## Records to use

※

PR #330, opened 2019-01-04
 feat(slider): add slider component 

### LINKED ISSUE #73: Add Slider component

cal-smith:
closes #73


src/slider/slider.component.ts
```diff
@@ -0,0 +1,328 @@
...
+
+	/** Receives a value from the model */
+	writeValue(v: any) {
+		this.value = v;
+	}
+
+	/** Returns the amount of "completeness" as a fraction of the total track width */
+	getPercentComplete() {
+		const trackWidth = this.track.nativeElement.getBoundingClientRect().width;
+		return this.slidAmount / trackWidth;
```
zvonimirfras: If I'm reading this right, this might have to be multiplied by a 100, or function should change the name.
```suggestion
		return this.slidAmount / trackWidth * 100;
```

src/slider/slider.component.ts
```diff
@@ -0,0 +1,328 @@
...
+	onChange(event) {
+		this.value = event.target.value;
+	}
+
+	/** Handles clicks on the range track, and setting the value to it's "real" equivalent */
+	onClick(event) {
+		if (this.disabled) { return; }
+		const trackLeft = this.track.nativeElement.getBoundingClientRect().left;
+		this.value = this.convertToValue(event.clientX - trackLeft);
+		console.log(event);
```
zvonimirfras: Leftover?
```suggestion
```

src/slider/slider.component.ts
```diff
@@ -0,0 +1,328 @@
...
+
+	/** Focus handler for the optional input */
+	onFocus({target}) {
+		target.select();
+	}
+
+	/** Mouse move handler. Responsible for updating the value and visual selection based on mouse movement */
+	onMouseMove(event) {
+		if (this.disabled) { return; }
+		if (this.isMouseDown) {
```
zvonimirfras: This could also be a guard (like for disabled), indicating that function does nothing if mouse isn't down.
It could be combined withing the same if statement with disabled.

src/slider/slider.component.ts
```diff
@@ -0,0 +1,328 @@
...
+			const trackWidth = this.track.nativeElement.getBoundingClientRect().width;
```
zvonimirfras: We can get away with calling `getBoundingClientRect()` just once without loosing clarity by setting
`const track = this.track.nativeElement.getBoundingClientRect();`
and then using `track.width` and `track.left`

src/slider/slider.component.ts
cal-smith: Percent, fraction, it's all the same right? 😉 

(fixed)

PR #337, opened 2019-01-08
feat(accordion): Add skeleton state

youda97:


src/accordion/accordion.component.ts
```diff
@@ -8,6 +15,12 @@ import { Component } from "@angular/core";
...
 	`
 })
-export class Accordion {
+export class Accordion implements AfterContentInit {
+	@ContentChildren(AccordionItem) childs: QueryList<AccordionItem>;
 
+	@Input() skeleton = false;
+
+	ngAfterContentInit() {
+		this.childs.toArray().forEach(child => child.skeleton = this.skeleton);
```
cal-smith: Same issue as breadcrumbs, we'll need something else to update the child state when the input changes. Also `children` not `childs`

src/accordion/accordion-item.component.ts
```diff
@@ -21,17 +21,29 @@ import {
...
+				class="bx--accordion__title"
+				[ngClass]="{
+					'bx--skeleton__text': skeleton
+				}">
+				{{!skeleton ? title : null}}
+			</p>
 		</button>
 		<div [id]="id" class="bx--accordion__content">
-			<ng-content></ng-content>
+			<ng-content *ngIf="!skeleton; else skeletonTemp"></ng-content>
```
zvonimirfras:
```suggestion
			<ng-content *ngIf="!skeleton; else skeletonTemplate"></ng-content>
```

src/accordion/accordion-item.component.ts
```diff
@@ -21,17 +21,29 @@ import {
...
+			<ng-template #skeletonTemp>
```
zvonimirfras:
```suggestion
			<ng-template #skeletonTemplate>
```

src/accordion/accordion-item.component.ts
```diff
@@ -21,17 +21,29 @@ import {
 				viewBox="0 0 7 12">
           		<path fill-rule="nonzero" d="M5.569 5.994L0 .726.687 0l6.336 5.994-6.335 6.002L0 11.27z"/>
 			</svg>
-			 <p class="bx--accordion__title">{{title}}</p>
+			<p
+				class="bx--accordion__title"
+				[ngClass]="{
+					'bx--skeleton__text': skeleton
+				}">
+				{{!skeleton ? title : null}}
```
zvonimirfras: Is it bad if we show the title regardless if it's available?

youda97: If its available it will show in the loading state.. which we don't want happening

PR #338, opened 2019-01-08
 feat(breadcrumb): Add skeleton state

youda97:


src/breadcrumb/breadcrumb.component.ts
```diff
@@ -71,6 +80,10 @@ export class Breadcrumb {
 		return this._threshold;
 	}
 
+	ngAfterContentInit() {
```
cal-smith: this won't let us un-set the skeleton state ... we'll need something else to update the child skeleton state when the input changes. Also `children` instead of `childs`

PR #342, opened 2019-01-08
feat(dropdown): Add skeleton state

youda97:


src/dropdown/dropdown.component.ts
```diff
@@ -198,33 +213,37 @@ export class Dropdown implements OnInit, AfterContentInit, OnDestroy {
...
-		this.view.select.subscribe(event => {
-			if (this.type === "multi") {
-				this.propagateChange(this.view.getSelected());
-			} else {
-				this.closeMenu();
-				this.dropdownButton.nativeElement.focus();
-				if (event.item && event.item.selected) {
-					if (this.value) {
-						this.propagateChange(event.item[this.value]);
+		if (!this.skeleton) {
```
cal-smith: this may introduce some bugs when transitioning from a skeleton to non-skeleton state

src/dropdown/dropdown.component.ts
```diff
@@ -198,33 +213,37 @@ export class Dropdown implements OnInit, AfterContentInit, OnDestroy {
...
-		this.view.select.subscribe(event => {
-			if (this.type === "multi") {
-				this.propagateChange(this.view.getSelected());
-			} else {
-				this.closeMenu();
-				this.dropdownButton.nativeElement.focus();
-				if (event.item && event.item.selected) {
-					if (this.value) {
-						this.propagateChange(event.item[this.value]);
+		if (this.view) {
```
zvonimirfras: It's more readable to put a guard than wrapping the whole content of the function.
 ```suggestion
		if (!this.view) {
			return;
		}
```
and then have the rest of the function unchanged/as it was before this PR.

File: src/dropdown/dropdown.component.ts [hunk 3]
```diff
@@ -323,17 +342,19 @@ export class Dropdown implements OnInit, AfterContentInit, OnDestroy {
 	 * Returns the display value if there is no selection, otherwise the selection will be returned.
 	 */
 	getDisplayValue(): Observable<string> {
-		let selected = this.view.getSelected();
-		if (selected && !this.displayValue) {
-			if (this.type === "multi") {
-				return of(`${selected.length} ${this.selectedLabel}`);
-			} else {
-				return of(selected[0].content);
+		if (this.view) {
```
zvonimirfras: Looks like another candidate for a guard.

src/dropdown/dropdown.component.ts
```diff
@@ -93,6 +100,14 @@ export class Dropdown implements OnInit, AfterContentInit, OnDestroy {
...
 	 */
 	@Input() disabled = false;
+	/**
+	 * Set to `true` for a loading dropdown.
+	 */
+	@Input() skeleton = false;
+	/**
+	 * Set to `true` for an inline dropdown.
+	 */
+	@Input() inline = false;
```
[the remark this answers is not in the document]
youda97: yup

※

Every entry is to be restated word for word.

## Answer box
PR #330, opened 2019-01-04
 feat(slider): add slider component 

### LINKED ISSUE #73: Add Slider component

cal-smith:
closes #73


src/slider/slider.component.ts
```diff
@@ -0,0 +1,328 @@
...
+
+	/** Receives a value from the model */
+	writeValue(v: any) {
+		this.value = v;
+	}
+
+	/** Returns the amount of "completeness" as a fraction of the total track width */
+	getPercentComplete() {
+		const trackWidth = this.track.nativeElement.getBoundingClientRect().width;
+		return this.slidAmount / trackWidth;
```
zvonimirfras: If I'm reading this right, this might have to be multiplied by a 100, or function should change the name.
```suggestion
		return this.slidAmount / trackWidth * 100;
```

src/slider/slider.component.ts
```diff
@@ -0,0 +1,328 @@
...
+	onChange(event) {
+		this.value = event.target.value;
+	}
+
+	/** Handles clicks on the range track, and setting the value to it's "real" equivalent */
+	onClick(event) {
+		if (this.disabled) { return; }
+		const trackLeft = this.track.nativeElement.getBoundingClientRect().left;
+		this.value = this.convertToValue(event.clientX - trackLeft);
+		console.log(event);
```
zvonimirfras: Leftover?
```suggestion
```

src/slider/slider.component.ts
```diff
@@ -0,0 +1,328 @@
...
+
+	/** Focus handler for the optional input */
+	onFocus({target}) {
+		target.select();
+	}
+
+	/** Mouse move handler. Responsible for updating the value and visual selection based on mouse movement */
+	onMouseMove(event) {
+		if (this.disabled) { return; }
+		if (this.isMouseDown) {
```
zvonimirfras: This could also be a guard (like for disabled), indicating that function does nothing if mouse isn't down.
It could be combined withing the same if statement with disabled.

src/slider/slider.component.ts
```diff
@@ -0,0 +1,328 @@
...
+			const trackWidth = this.track.nativeElement.getBoundingClientRect().width;
```
zvonimirfras: We can get away with calling `getBoundingClientRect()` just once without loosing clarity by setting
`const track = this.track.nativeElement.getBoundingClientRect();`
and then using `track.width` and `track.left`

src/slider/slider.component.ts
cal-smith: Percent, fraction, it's all the same right? 😉 

(fixed)

PR #337, opened 2019-01-08
feat(accordion): Add skeleton state

youda97:


src/accordion/accordion.component.ts
```diff
@@ -8,6 +15,12 @@ import { Component } from "@angular/core";
...
 	`
 })
-export class Accordion {
+export class Accordion implements AfterContentInit {
+	@ContentChildren(AccordionItem) childs: QueryList<AccordionItem>;
 
+	@Input() skeleton = false;
+
+	ngAfterContentInit() {
+		this.childs.toArray().forEach(child => child.skeleton = this.skeleton);
```
cal-smith: Same issue as breadcrumbs, we'll need something else to update the child state when the input changes. Also `children` not `childs`

src/accordion/accordion-item.component.ts
```diff
@@ -21,17 +21,29 @@ import {
...
+				class="bx--accordion__title"
+				[ngClass]="{
+					'bx--skeleton__text': skeleton
+				}">
+				{{!skeleton ? title : null}}
+			</p>
 		</button>
 		<div [id]="id" class="bx--accordion__content">
-			<ng-content></ng-content>
+			<ng-content *ngIf="!skeleton; else skeletonTemp"></ng-content>
```
zvonimirfras:
```suggestion
			<ng-content *ngIf="!skeleton; else skeletonTemplate"></ng-content>
```

src/accordion/accordion-item.component.ts
```diff
@@ -21,17 +21,29 @@ import {
...
+			<ng-template #skeletonTemp>
```
zvonimirfras:
```suggestion
			<ng-template #skeletonTemplate>
```

src/accordion/accordion-item.component.ts
```diff
@@ -21,17 +21,29 @@ import {
 				viewBox="0 0 7 12">
           		<path fill-rule="nonzero" d="M5.569 5.994L0 .726.687 0l6.336 5.994-6.335 6.002L0 11.27z"/>
 			</svg>
-			 <p class="bx--accordion__title">{{title}}</p>
+			<p
+				class="bx--accordion__title"
+				[ngClass]="{
+					'bx--skeleton__text': skeleton
+				}">
+				{{!skeleton ? title : null}}
```
zvonimirfras: Is it bad if we show the title regardless if it's available?

youda97: If its available it will show in the loading state.. which we don't want happening

PR #338, opened 2019-01-08
 feat(breadcrumb): Add skeleton state

youda97:


src/breadcrumb/breadcrumb.component.ts
```diff
@@ -71,6 +80,10 @@ export class Breadcrumb {
 		return this._threshold;
 	}
 
+	ngAfterContentInit() {
```
cal-smith: this won't let us un-set the skeleton state ... we'll need something else to update the child skeleton state when the input changes. Also `children` instead of `childs`

PR #342, opened 2019-01-08
feat(dropdown): Add skeleton state

youda97:


src/dropdown/dropdown.component.ts
```diff
@@ -198,33 +213,37 @@ export class Dropdown implements OnInit, AfterContentInit, OnDestroy {
...
-		this.view.select.subscribe(event => {
-			if (this.type === "multi") {
-				this.propagateChange(this.view.getSelected());
-			} else {
-				this.closeMenu();
-				this.dropdownButton.nativeElement.focus();
-				if (event.item && event.item.selected) {
-					if (this.value) {
-						this.propagateChange(event.item[this.value]);
+		if (!this.skeleton) {
```
cal-smith: this may introduce some bugs when transitioning from a skeleton to non-skeleton state

src/dropdown/dropdown.component.ts
```diff
@@ -198,33 +213,37 @@ export class Dropdown implements OnInit, AfterContentInit, OnDestroy {
...
-		this.view.select.subscribe(event => {
-			if (this.type === "multi") {
-				this.propagateChange(this.view.getSelected());
-			} else {
-				this.closeMenu();
-				this.dropdownButton.nativeElement.focus();
-				if (event.item && event.item.selected) {
-					if (this.value) {
-						this.propagateChange(event.item[this.value]);
+		if (this.view) {
```
zvonimirfras: It's more readable to put a guard than wrapping the whole content of the function.
 ```suggestion
		if (!this.view) {
			return;
		}
```
and then have the rest of the function unchanged/as it was before this PR.

File: src/dropdown/dropdown.component.ts [hunk 3]
```diff
@@ -323,17 +342,19 @@ export class Dropdown implements OnInit, AfterContentInit, OnDestroy {
 	 * Returns the display value if there is no selection, otherwise the selection will be returned.
 	 */
 	getDisplayValue(): Observable<string> {
-		let selected = this.view.getSelected();
-		if (selected && !this.displayValue) {
-			if (this.type === "multi") {
-				return of(`${selected.length} ${this.selectedLabel}`);
-			} else {
-				return of(selected[0].content);
+		if (this.view) {
```
zvonimirfras: Looks like another candidate for a guard.

src/dropdown/dropdown.component.ts
```diff
@@ -93,6 +100,14 @@ export class Dropdown implements OnInit, AfterContentInit, OnDestroy {
...
 	 */
 	@Input() disabled = false;
+	/**
+	 * Set to `true` for a loading dropdown.
+	 */
+	@Input() skeleton = false;
+	/**
+	 * Set to `true` for an inline dropdown.
+	 */
+	@Input() inline = false;
```
[the remark this answers is not in the document]
youda97: yup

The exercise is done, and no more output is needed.